PR #2696, opened 2018-11-01
Fixes #2688 - Only anonymous users should go through the blacklist domain check

### LINKED ISSUE #2688: Anonymous reporting for Blacklisted domains
@karlcow  The message in [config/environment.py](https://github.com/webcompat/webcompat.com/blob/master/config/environment.py#L82) should not use the word `Anonymous` as I still can't create the issue when I opt to share my Github Id.

Anushi1998:
Fixes #2688 
@karlcow 
I have included the check of `PROXY_REPORT` before checking `is_blacklisted_domain(..)` because it would be better not to go through blacklisted domain check is we don't require it.

Let me know if I should do in the way you [mentioned](https://github.com/webcompat/webcompat.com/issues/2688#issuecomment-434581183)


webcompat/views.py
```diff
@@ -231,7 +231,8 @@ def create_issue():
             ip=request.remote_addr,
             url=form['url'].encode('utf-8')))
         # Checking blacklisted domains
-        if is_blacklisted_domain(urlparse.urlsplit(form['url']).hostname):
+        if form.get('submit_type') == PROXY_REPORT and \
```
karlcow: It's better to avoid the continuation character `\` in general. 
Your idea is good! but we could do that instead:

```python
        # Logging the ip and url for investigation
        log.info('{ip} {url}'.format(
            ip=request.remote_addr,
            url=form['url'].encode('utf-8')))
        # Check if the form is valid
        if not is_valid_issue_form(form):
            abort(400)
        # Anonymous reporting
        if form.get('submit_type') == PROXY_REPORT:
            # Checking blacklisted domains
            domain = urlparse.urlsplit(form['url']).hostname
            if is_blacklisted_domain(domain):
                msg = app.config['IS_BLACKLISTED_DOMAIN'].format(form['url'])
                flash(msg, 'notimeout')
            json_response = report_issue(form, proxy=True)
            session['show_thanks'] = True
            return redirect(
                url_for('show_issue', number=json_response.get('number')))
        # Authenticated reporting
        if form.get('submit_type') == AUTH_REPORT:
```

What do you think?

Anushi1998: Good idea. I will make the changes

Anushi1998:
@karlcow Sorry for the delay. Please review the changes

webcompat/views.py
```diff
@@ -231,10 +231,12 @@ def create_issue():
             ip=request.remote_addr,
             url=form['url'].encode('utf-8')))
         # Checking blacklisted domains
-        if is_blacklisted_domain(urlparse.urlsplit(form['url']).hostname):
-            msg = app.config['IS_BLACKLISTED_DOMAIN'].format(form['url'])
-            flash(msg, 'notimeout')
-            return redirect(url_for('index'))
+        if form.get('submit_type') == PROXY_REPORT:
```
karlcow: @Anushi1998 almost there. In my code suggestion I was proposing also to move the code after the `is_valid_issue` block. :)

Anushi1998:
@karlcow Sorry for the delay. These days Diwali (one of the two big festivals in India) is going on :p 

 My bad, I didn't notice that with care. I have not removed the comment. Let me know if I should remove it :)

webcompat/views.py
```diff
@@ -230,16 +230,17 @@ def create_issue():
...
-        # Checking blacklisted domains
-        if is_blacklisted_domain(urlparse.urlsplit(form['url']).hostname):
-            msg = app.config['IS_BLACKLISTED_DOMAIN'].format(form['url'])
-            flash(msg, 'notimeout')
-            return redirect(url_for('index'))
         # Check if the form is valid
         if not is_valid_issue_form(form):
             abort(400)
-        # Anonymous reporting
+        # Checking blacklisted domains
```
karlcow: Almost there. The comment should be after the `if form.get('submit_type') == PROXY_REPORT` as this `if` is about proxy reporting not blacklisting alone. :)

Also probably better to have the commit messages like:

```
Issue #2688 - Adds blacklist domain check only to anonymous reporter
```

* shorter.
* Says what it does.

Anushi1998: I have made the changes. Please review now :)

Anushi1998:
@karlcow Is it a good idea to add tests for blacklist domain check for authorized users in `reporting-auth.js`?

karlcow:
That would be probably reporting-non-auth.js (as we target only anonymous user) and the test should check the user receives the right UI. Potential issue because of the way this is set up, right now, it will be hard to mock the domain list. aka if one day the list of domains change the tests will fail. 

@Anushi1998 You can at least open an issue about that. But it will not be about just adding the test :) Thanks!

Anushi1998:
So my cents would be to move list of blacklisted domains to some config file and while building test we can pick anyone at random and check. 

What's your suggestion @karlcow?

karlcow:
@Anushi1998 Open a new issue about it, and we discuss it there ;)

[Problem statement]
Reproduce the data shown above exactly, including every line.

[Task response]
PR #2696, opened 2018-11-01
Fixes #2688 - Only anonymous users should go through the blacklist domain check

### LINKED ISSUE #2688: Anonymous reporting for Blacklisted domains
@karlcow  The message in [config/environment.py](https://github.com/webcompat/webcompat.com/blob/master/config/environment.py#L82) should not use the word `Anonymous` as I still can't create the issue when I opt to share my Github Id.

Anushi1998:
Fixes #2688 
@karlcow 
I have included the check of `PROXY_REPORT` before checking `is_blacklisted_domain(..)` because it would be better not to go through blacklisted domain check is we don't require it.

Let me know if I should do in the way you [mentioned](https://github.com/webcompat/webcompat.com/issues/2688#issuecomment-434581183)


webcompat/views.py
```diff
@@ -231,7 +231,8 @@ def create_issue():
             ip=request.remote_addr,
             url=form['url'].encode('utf-8')))
         # Checking blacklisted domains
-        if is_blacklisted_domain(urlparse.urlsplit(form['url']).hostname):
+        if form.get('submit_type') == PROXY_REPORT and \
```
karlcow: It's better to avoid the continuation character `\` in general. 
Your idea is good! but we could do that instead:

```python
        # Logging the ip and url for investigation
        log.info('{ip} {url}'.format(
            ip=request.remote_addr,
            url=form['url'].encode('utf-8')))
        # Check if the form is valid
        if not is_valid_issue_form(form):
            abort(400)
        # Anonymous reporting
        if form.get('submit_type') == PROXY_REPORT:
            # Checking blacklisted domains
            domain = urlparse.urlsplit(form['url']).hostname
            if is_blacklisted_domain(domain):
                msg = app.config['IS_BLACKLISTED_DOMAIN'].format(form['url'])
                flash(msg, 'notimeout')
            json_response = report_issue(form, proxy=True)
            session['show_thanks'] = True
            return redirect(
                url_for('show_issue', number=json_response.get('number')))
        # Authenticated reporting
        if form.get('submit_type') == AUTH_REPORT:
```

What do you think?

Anushi1998: Good idea. I will make the changes

Anushi1998:
@karlcow Sorry for the delay. Please review the changes

webcompat/views.py
```diff
@@ -231,10 +231,12 @@ def create_issue():
             ip=request.remote_addr,
             url=form['url'].encode('utf-8')))
         # Checking blacklisted domains
-        if is_blacklisted_domain(urlparse.urlsplit(form['url']).hostname):
-            msg = app.config['IS_BLACKLISTED_DOMAIN'].format(form['url'])
-            flash(msg, 'notimeout')
-            return redirect(url_for('index'))
+        if form.get('submit_type') == PROXY_REPORT:
```
karlcow: @Anushi1998 almost there. In my code suggestion I was proposing also to move the code after the `is_valid_issue` block. :)

Anushi1998:
@karlcow Sorry for the delay. These days Diwali (one of the two big festivals in India) is going on :p 

 My bad, I didn't notice that with care. I have not removed the comment. Let me know if I should remove it :)

webcompat/views.py
```diff
@@ -230,16 +230,17 @@ def create_issue():
...
-        # Checking blacklisted domains
-        if is_blacklisted_domain(urlparse.urlsplit(form['url']).hostname):
-            msg = app.config['IS_BLACKLISTED_DOMAIN'].format(form['url'])
-            flash(msg, 'notimeout')
-            return redirect(url_for('index'))
         # Check if the form is valid
         if not is_valid_issue_form(form):
             abort(400)
-        # Anonymous reporting
+        # Checking blacklisted domains
```
karlcow: Almost there. The comment should be after the `if form.get('submit_type') == PROXY_REPORT` as this `if` is about proxy reporting not blacklisting alone. :)

Also probably better to have the commit messages like:

```
Issue #2688 - Adds blacklist domain check only to anonymous reporter
```

* shorter.
* Says what it does.

Anushi1998: I have made the changes. Please review now :)

Anushi1998:
@karlcow Is it a good idea to add tests for blacklist domain check for authorized users in `reporting-auth.js`?

karlcow:
That would be probably reporting-non-auth.js (as we target only anonymous user) and the test should check the user receives the right UI. Potential issue because of the way this is set up, right now, it will be hard to mock the domain list. aka if one day the list of domains change the tests will fail. 

@Anushi1998 You can at least open an issue about that. But it will not be about just adding the test :) Thanks!

Anushi1998:
So my cents would be to move list of blacklisted domains to some config file and while building test we can pick anyone at random and check. 

What's your suggestion @karlcow?

karlcow:
@Anushi1998 Open a new issue about it, and we discuss it there ;)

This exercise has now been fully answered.